Monday, March 19, 2012

Dor no coração

Moro num andar alto. De minha janela posso ver vários telhados e é num desses telhados, de um prédio não tão alto quanto o meu  (mas que deve de ter uns 12 andares) que desde sexta feira estou sendo sistematicamente torturada por alguns trabalhadores que se movimentam sem nenhum tipo de equipamento de segurança. Na primeira tarde, um cara, solitário, se debruçava para chamar um outro, que nunca lhe respondeu. Pelo que posso ver, os homens no telhado são jovens, entre 20 e poucos e 30 e poucos anos. Têm uma vida inteira pela frente. Mas são completamente indiferentes a isso. O solitário andarilho do telhado da semana passada hoje tem um companheiro nas suas lides. Agora há pouco, os dois se movimentavam no parapeito, andando de um lado para o outro, sem nenhuma corda, cinto ou rede de segurança.

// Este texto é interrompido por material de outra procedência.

PR #639, opened 2024-07-10
feat: extend metrics with metadata

nunogois:
https://linear.app/unleash/issue/2-2389/extend-node-sdk-with-new-metrics

This extends the current metrics with metadata.

Tries being a bit fancy and grab other runtimes like `bun` and `deno`. E.g. if we run something in Bun that uses our SDK we can see it in the metrics payload:
image

Similar to: https://github.com/Unleash/unleash-client-dotnet/pull/231 and https://github.com/Unleash/unleash-client-ruby/pull/177

### DIFF
--- a/README.md
+++ b/README.md
@@ -231,7 +231,7 @@ The initialize method takes the following arguments:
 
 ### instanceId
 
-As of version 5.0.0, `instanceId` is now automatically generated.
+As of version 6.0.0, `instanceId` is now automatically generated.
 
 ## Custom strategies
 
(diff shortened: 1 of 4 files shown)


README.md
```diff
@@ -231,7 +231,7 @@ The initialize method takes the following arguments:
 
 ### instanceId
 
-As of version 5.0.0, `instanceId` is now automatically generated.
```
nunogois, line 234: Scouting: Noticed this was wrong previously. We're already in v5, so next major is 6.

sighphyre (approved):
LGTM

Na sexta feira, a cada chamado, meu coração se encolhia todo e doía, apavorado. Tinha vontade de gritar para ele tomar cuidado, mas estava com medo que o meu grito o assustasse e ele despencasse lá embaixo. Vesti-me e fui para a rua. Sábado e domingo eles não trabalharam, mas hoje lá estão eles. Não sei o que faça. Vou sair de novo, e pedir ao meu porteiro que avise o síndico do prédio ao lado. Ficar aqui em casa vendo esses dois desafiando a sorte faz meu coração doer. Literalmente.
Só mais uma coisa:
Hoje fui ao centro da cidade e ao saltar do ônibus, em frente ao Fórum, me vi arrastada por uma multidão que ia em direção à Igreja de São José. Hoje é dia de São José, e eu coloco aqui meu salve a todos os pais de família. Um santo simpático, o pobre carpinteiro, que acolheu a jovem grávida e, devotado, criou seu filho da melhor maneira possível. O que me deixou contente foi ver aquela simples crença popular, uma devoção feita de flores e santinhos, de idas à Igreja e portas abertas, acolhendo a todos. Hoje, que lastimo ver as Igrejas se cercando de grades, de portas semicerradas, horários restritos, ver aquela festa me deixou alegre, com vontade de participar e de rezar um tantinho. Rezo em público pelos pais de família que me fazem tanta falta, e desejo que meus filhos possam amparar e orientar suas famílias com carinho e compreensão. Ofereço-lhe uma flor, metafórica que seja, acendo-lhe uma vela, virtualmente, e relembro, com saudade, o colo que me falta, o olhar de aprovação, o semblante severo que vigiava meus caminhos, para que eu não me desviasse. Agora sigo por minha conta. E pensar nisso me provoca mais dor no coração. Literalmente.